What do you say after a year like this? – Part One

Posted December 28th, 2012 in Blog, Featured Comments Off on What do you say after a year like this? – Part One

Fostering Ecological Hope
Reflections on Culture and Meaning

by Margaret Swedish

Really, tally it up. If you wonder about the sensation you have at times that the world is falling apart all around you, it’s not because you are crazy.

Check out the planet: we are about to break the record for warmest year ever recorded globally (locally, we shattered records for warmth, starting with mid-80s in Wisconsin in March, along with 40,000 daily heat records broken across the country).  We are also about to break a record for CO2 emissions. Something about those two factoids that go together.

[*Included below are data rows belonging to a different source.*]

PR #520, opened 2024-07-25
ACS-8464 moving user agent header logic to common-authentication

mpichura:
First part - just moving most of the user-agent logic to a common module. Next parts will come with adding user agent headers in prediction applier and JAMP.
Let me know if we need any new "common" module for this or I can move it to `common-authentication` module (or you maybe have any ideas on how to rename `common-authentication` module?).


common-authentication/src/main/java/org/alfresco/hxi_connector/common/adapters/auth/AuthService.java
```diff
@@ -51,35 +51,43 @@ public void setAlfrescoAuthorizationHeaders(Exchange exchange)
...
     }
 
-    private String getAlfrescoAuthHeaderValue(AccessTokenProvider accessTokenProvider, AuthProperties.AuthProvider authProvider)
+    public String getAuthHeaderValue(String providerId)
+    {
+        AuthProperties.AuthProvider authProvider = authProperties.getProviders().get(ALFRESCO_AUTH_PROVIDER);
+        return providerId.equals(HXI_AUTH_PROVIDER) ? getBearerAuthHeader(HXI_AUTH_PROVIDER) : getAlfrescoAuthHeaderValue(authProvider);
+    }
+
+    private String getAlfrescoAuthHeaderValue(AuthProperties.AuthProvider authProvider)
```
krdabrowski, line 74: This `Value` suffix is required here? Other method: `getBearerAuthHeader()` doesn't have it in it's name 🤔

e2e-test/src/test/java/org/alfresco/hxi_connector/e2e_test/UpdateNodeE2eTest.java
```diff
@@ -131,6 +132,14 @@ public static void beforeAll()
         WireMock.configureFor(hxInsightMock.getHost(), hxInsightMock.getPort());
     }
 
+    @AfterEach
+    public void reset()
```
krdabrowski, line 136: Maybe method name could be more descriptive like: `resetWiremock()`?

krdabrowski (approved):
LGTM, I only have small remarks

common-authentication/src/main/java/org/alfresco/hxi_connector/common/adapters/auth/AuthService.java
mpichura: I don't think I changed the name of that method with this PR, but it's a good point.
On the other hand, none of these `get*Header*` methods is returns headers per se but only their values.
I am happy to rename all of them to be more consistent (and remove `value` part from all of them if that's ok).

e2e-test/src/test/java/org/alfresco/hxi_connector/e2e_test/UpdateNodeE2eTest.java
mpichura: I'm not sure if that method is even needed - I've added it recently as I thought it'd fix the failing E2E test - but it doesn't seem to help. What is worse - on my local machine, I can't get the same test to fail...

common-authentication/src/main/java/org/alfresco/hxi_connector/common/adapters/auth/AuthService.java
tpage-alfresco: Fine with me too :+1:

common-authentication/src/main/java/org/alfresco/hxi_connector/common/adapters/messaging/repository/api/DiscoveryApiClient.java
```diff
@@ -0,0 +1,86 @@
...
+import lombok.extern.slf4j.Slf4j;
+
+import org.alfresco.hxi_connector.common.adapters.auth.AuthService;
+import org.alfresco.hxi_connector.common.util.ErrorUtils;
+
+@RequiredArgsConstructor
+@Slf4j
+public class DiscoveryApiClient
+{
+    static final int EXPECTED_STATUS_CODE = 200;
```
tpage-alfresco, line 49: I've been using the Apache `SC_OK` constants for this.

tpage-alfresco (approved):
LGTM

common-authentication/src/main/java/org/alfresco/hxi_connector/common/adapters/messaging/repository/api/DiscoveryApiResponse.java
```diff
@@ -0,0 +1,87 @@
...
+@NoArgsConstructor
+public class DiscoveryApiResponse
+{
+    @NotBlank
+    private RepositoryInfoEntry entry;
+
+    public String getFullVersion()
+    {
+        return entry.getRepository().getVersion().getMajor() + "." +
+                entry.getRepository().getVersion().getMinor() + "." + entry.getRepository().getVersion().getPatch();
```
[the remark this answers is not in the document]
mpichura: Version parts have not been changed in Discovery API when we changed versioning schema to `YY.SP`.
I checked that with several `7.x` and `23.x` versions (as I was investigating why ACS `23.2.1` returns `23.2.0` as version)

common-authentication/src/main/java/org/alfresco/hxi_connector/common/adapters/messaging/repository/api/DiscoveryApiClient.java
mpichura: Good point - will do.

e2e-test/src/test/java/org/alfresco/hxi_connector/e2e_test/UpdateNodeE2eTest.java
mpichura: I think I've found a descent way to fix that failing test and will use that method, so I'll rename it.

IEA global human CO2 annual emissions from fossil fuels estimates vs. IPCC SRES scenario projections. The IPCC Scenarios are based on observed CO2 emissions until 2000, at which point the projections take effect. Currently, in terms of both cumulative and annual emissions, we are on track with Scenario A2, the description of which matches what’s happening in the real world fairly accurately thus far. Source: Skeptical Science

How did we experience climate change this year? Deep, broad drought which covered almost all of the nation, still deepening in large swaths of the Great Plains and US Southwest (of course, that does not stop at our southern border), raging wildfires and dust storms, Hurricane Sandy and other deluges, a disappearing Mississippi River, lower Great Lakes levels, fears that the snow melt that keeps California and other states in water is also disappearing, and on and on. You know that list and undoubtedly could add to it from wherever you live.

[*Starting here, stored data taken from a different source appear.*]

PR #526, opened 2024-07-26
ACS-8351 Add implementation to get Agent Avatar

aonych:
Added implementation to previously created API for agent avatar. To use `BinaryResource` we must first create a temporary file.

**Future Improvement Idea**: Adding a new class to the `alfresco rest api` to enable `BinaryResource` to be created from a byte array.


hxinsight-extension/src/main/java/org/alfresco/hxi_connector/hxi_extension/service/HxInsightClient.java
```diff
@@ -168,4 +171,28 @@ public String retryQuestion(String questionId, String comments, Question questio
...
+                    .headers(authService.getAuthHeaders())
+                    .GET()
+                    .build();
+
+            HttpResponse<InputStream> httpResponse = client.send(request, BodyHandlers.ofInputStream());
+
+            ensureCorrectHttpStatusReturned(SC_OK, httpResponse);
+            log.atDebug().log("Agent with id {} received avatar successfully", agentId);
+
+            File tempImageFile = TempFileProvider.createTempFile(httpResponse.body(), "RenditionsApi-", "png");
```
damianujma, line 190: Since the Agent Avatar is not related to `RenditionsApi` we should change the name prefix of the temporary file (e.g. we can use UUID).

hxinsight-extension/src/main/java/org/alfresco/hxi_connector/hxi_extension/service/HxInsightClient.java
```diff
@@ -168,4 +171,28 @@ public String retryQuestion(String questionId, String comments, Question questio
...
+            return new FileBinaryResource(tempImageFile, null);
```
damianujma, line 191: We can use a constructor with a single argument.

damianujma (changes requested):

hxinsight-extension/src/main/java/org/alfresco/hxi_connector/hxi_extension/service/HxInsightClient.java
aonych: Thank you! Done.

hxinsight-extension/src/main/java/org/alfresco/hxi_connector/hxi_extension/service/HxInsightClient.java
aonych: Done :)

e2e-test/src/test/java/org/alfresco/hxi_connector/e2e_test/AgentsE2eTest.java
```diff
@@ -91,6 +100,22 @@ void shouldReturnAgents()
         assertEquals(expected, response.jsonPath().get("list.entries"));
     }
 
+    @Test
+    void shouldReturnAgentAvatar() throws IOException
```
dsibilio, line 104: Shouldn't we also cover more scenarios via E2E tests? 

E.g.:
- trying to request an avatar other than `-default-` _(that's already unit-tested, but I'd vote in favor of having the E2E test verify it as well so it can also verify the **response status code**!)_
- trying to request an avatar for an agentId that doesn't exist

damianujma (approved):
LGTM.

hxinsight-extension/src/main/java/org/alfresco/hxi_connector/hxi_extension/service/HxInsightClient.java
```diff
@@ -26,14 +26,16 @@
...
+
 import static org.apache.http.HttpStatus.SC_ACCEPTED;
 import static org.apache.http.HttpStatus.SC_OK;
 import static org.apache.http.HttpStatus.SC_SERVICE_UNAVAILABLE;
 
 import static org.alfresco.hxi_connector.hxi_extension.service.model.FeedbackType.RETRY;
 import static org.alfresco.hxi_connector.hxi_extension.service.util.HttpUtils.ensureCorrectHttpStatusReturned;
 
-import java.io.IOException;
+import java.io.*;
```
dsibilio, line 38: It'd be neater to import exactly what we need rather than importing the whole package.

hxinsight-extension/src/main/java/org/alfresco/hxi_connector/hxi_extension/service/HxInsightClient.java
```diff
@@ -168,4 +173,28 @@ public String retryQuestion(String questionId, String comments, Question questio
...
+
+            ensureCorrectHttpStatusReturned(SC_OK, httpResponse);
+            log.atDebug().log("Agent with id {} received avatar successfully", agentId);
+
+            File tempImageFile = TempFileProvider.createTempFile(httpResponse.body(), format("avatar-%s", agentId), "png");
+            return new FileBinaryResource(tempImageFile);
+        }
+        catch (Exception e)
+        {
+            throw new WebScriptException(SC_SERVICE_UNAVAILABLE, format("Failed to get avatar for agent with id %s", agentId), e);
```
dsibilio, line 197: When we throw this exception, how does the response look like to the client that requested an avatar with e.g.: a bad agent Id?

hxinsight-extension/src/main/java/org/alfresco/hxi_connector/hxi_extension/service/HxInsightClient.java
```diff
@@ -168,4 +173,28 @@ public String retryQuestion(String questionId, String comments, Question questio
...
+            HttpRequest request = HttpRequest.newBuilder()
+                    .uri(URI.create(format(config.getAvatarUrl(), agentId)))
+                    .headers(authService.getAuthHeaders())
+                    .GET()
+                    .build();
+
+            HttpResponse<InputStream> httpResponse = client.send(request, BodyHandlers.ofInputStream());
+
+            ensureCorrectHttpStatusReturned(SC_OK, httpResponse);
+            log.atDebug().log("Agent with id {} received avatar successfully", agentId);
```
dsibilio, line 190:
```suggestion
            log.atDebug().log("Successfully retrieved avatar for Agent with id: {}", agentId);
```

hxinsight-extension/src/main/java/org/alfresco/hxi_connector/hxi_extension/service/HxInsightClient.java
```diff
@@ -168,4 +173,28 @@ public String retryQuestion(String questionId, String comments, Question questio
...
+
+            File tempImageFile = TempFileProvider.createTempFile(httpResponse.body(), format("avatar-%s", agentId), "png");
```
dsibilio, line 192: What happens here if we request multiple times the avatar for the same agentId? Does the `TempFileProvider` implementation include randomness? Will we have a conflict on trying to store the same file twice? Does the implementation override the previous file or leave the previous one, if no randomness is there?

dsibilio (changes requested):

hxinsight-extension/src/main/java/org/alfresco/hxi_connector/hxi_extension/service/HxInsightClient.java
dsibilio: **Note:** should be verified via E2E test if possible IMO, as requested here: https://github.com/Alfresco/hxinsight-connector/pull/526#discussion_r1694777577

hxinsight-extension/src/main/java/org/alfresco/hxi_connector/hxi_extension/service/HxInsightClient.java
mpichura: I'm surprised PMD scan didn't catch that. I thought we had a rule for that.

hxinsight-extension/src/main/java/org/alfresco/hxi_connector/hxi_extension/service/HxInsightClient.java
```diff
@@ -168,4 +173,28 @@ public String retryQuestion(String questionId, String comments, Question questio
                 .build());
         return askQuestion(question);
     }
+
+    public BinaryResource getAvatar(String agentId)
```
mpichura, line 177: It would be worth caching this methods results as they are quite static and shouldn't change much. 
That doesn't have to come with this PR as I think getting avatars won't be very frequently called but still might be worth it.

mpichura, line 177: It would be worth caching this methods results as they are quite static and shouldn't change much. 
That doesn't have to come with this PR as I think getting avatars won't be very frequently called but still might be worth it.
Caching might also come handy when we want to reduce temporary file creation needs.

mpichura (commented):
I had a few remarks and agree with Domenico that we could use some more E2E tests cases covered.

e2e-test/src/test/java/org/alfresco/hxi_connector/e2e_test/AgentsE2eTest.java
aonych: Added 👍

hxinsight-extension/src/main/java/org/alfresco/hxi_connector/hxi_extension/service/HxInsightClient.java
aonych: Added e2e test to cover it.

hxinsight-extension/src/main/java/org/alfresco/hxi_connector/hxi_extension/service/HxInsightClient.java
aonych: I changed the file prefix to be unique.

hxinsight-extension/src/main/java/org/alfresco/hxi_connector/hxi_extension/service/HxInsightClient.java
aonych: I think it's a good idea. I'll prepare a separate PR with this.

mikolajbrzezinski (approved):

e2e-test/src/test/java/org/alfresco/hxi_connector/e2e_test/AgentsE2eTest.java
```diff
@@ -91,6 +104,56 @@ void shouldReturnAgents()
...
+                .then().extract().response();
+
+        // then
+        assertEquals(SC_OK, response.statusCode());
+        assertArrayEquals(Files.readAllBytes(Paths.get("src/test/resources/wiremock/hxinsight/__files/avatar.png")),
+                IOUtils.toByteArray(response.body().asInputStream()));
+    }
+
+    @Test
+    void shouldReturn404ForAvatarWithNotDefaultId() throws IOException
```
dsibilio, line 124:
```suggestion
    void shouldReturn404ForAvatarWithoutDefaultId() throws IOException
```

e2e-test/src/test/java/org/alfresco/hxi_connector/e2e_test/AgentsE2eTest.java
```diff
@@ -91,6 +104,56 @@ void shouldReturnAgents()
...
+                .when().get(repository.getBaseUrl() + format("/alfresco/api/-default-/private/hxi/versions/1/agents/%s/avatars/%s", AGENT_ID, avatarId))
+                .then().extract().response();
+
+        // then
+        assertEquals(SC_NOT_FOUND, response.statusCode());
+        assertTrue(((String) response.jsonPath().get("error.briefSummary")).contains(format("Avatar with id=%s not found", avatarId)));
+    }
+
+    @Test
+    void shouldNotGetAvatarForNotExistingAgent() throws IOException
```
dsibilio, line 141:
```suggestion
    void shouldNotGetAvatarForNonExistentAgent() throws IOException
```

hxinsight-extension/src/main/java/org/alfresco/hxi_connector/hxi_extension/service/HxInsightClient.java
```diff
@@ -168,4 +175,29 @@ public String retryQuestion(String questionId, String comments, Question questio
...
+                    .headers(authService.getAuthHeaders())
+                    .GET()
+                    .build();
+
+            HttpResponse<InputStream> httpResponse = client.send(request, BodyHandlers.ofInputStream());
+
+            ensureCorrectHttpStatusReturned(SC_OK, httpResponse);
+            log.atDebug().log("Successfully retrieved avatar for Agent with id: {}", agentId);
+
+            String filePrefix = format("avatar-%s-%s", agentId, System.currentTimeMillis());
```
dsibilio, line 194: Let's use a UUID to add randomness instead. It'd be safer than `currentTimeMillis`.

dsibilio (changes requested):

hxinsight-extension/src/main/java/org/alfresco/hxi_connector/hxi_extension/service/HxInsightClient.java
aonych: Thank you, changed.

hxinsight-extension/src/main/java/org/alfresco/hxi_connector/hxi_extension/service/HxInsightClient.java
```diff
@@ -191,8 +192,7 @@ public BinaryResource getAvatar(String agentId)
             ensureCorrectHttpStatusReturned(SC_OK, httpResponse);
             log.atDebug().log("Successfully retrieved avatar for Agent with id: {}", agentId);
 
-            String filePrefix = format("avatar-%s-%s", agentId, System.currentTimeMillis());
-            File tempImageFile = TempFileProvider.createTempFile(httpResponse.body(), filePrefix, "png");
+            File tempImageFile = TempFileProvider.createTempFile(httpResponse.body(), UUID.randomUUID().toString(), "png");
```
dsibilio, line 195: It would still be ideal to add a prefix to the uuid so that these temp files can easily be identified e.g.: via `ls avatar-*`

aonych: That's right, I accidentally deleted that. Thanks!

Scientists are alarmed at the extent of ice sheets and glacial melt, at the disappearing ice in the Arctic Ocean, and now predict both temps and sea-level rise to reach the high end or above what climate models predict for this century, altering human life on the planet forever. The permafrost is melting all around the far northern hemisphere presenting the danger of a sudden release of methane gas into the atmosphere that would put all our dire predictions of climate change into uncharted territory – runaway global warming, as some describe it.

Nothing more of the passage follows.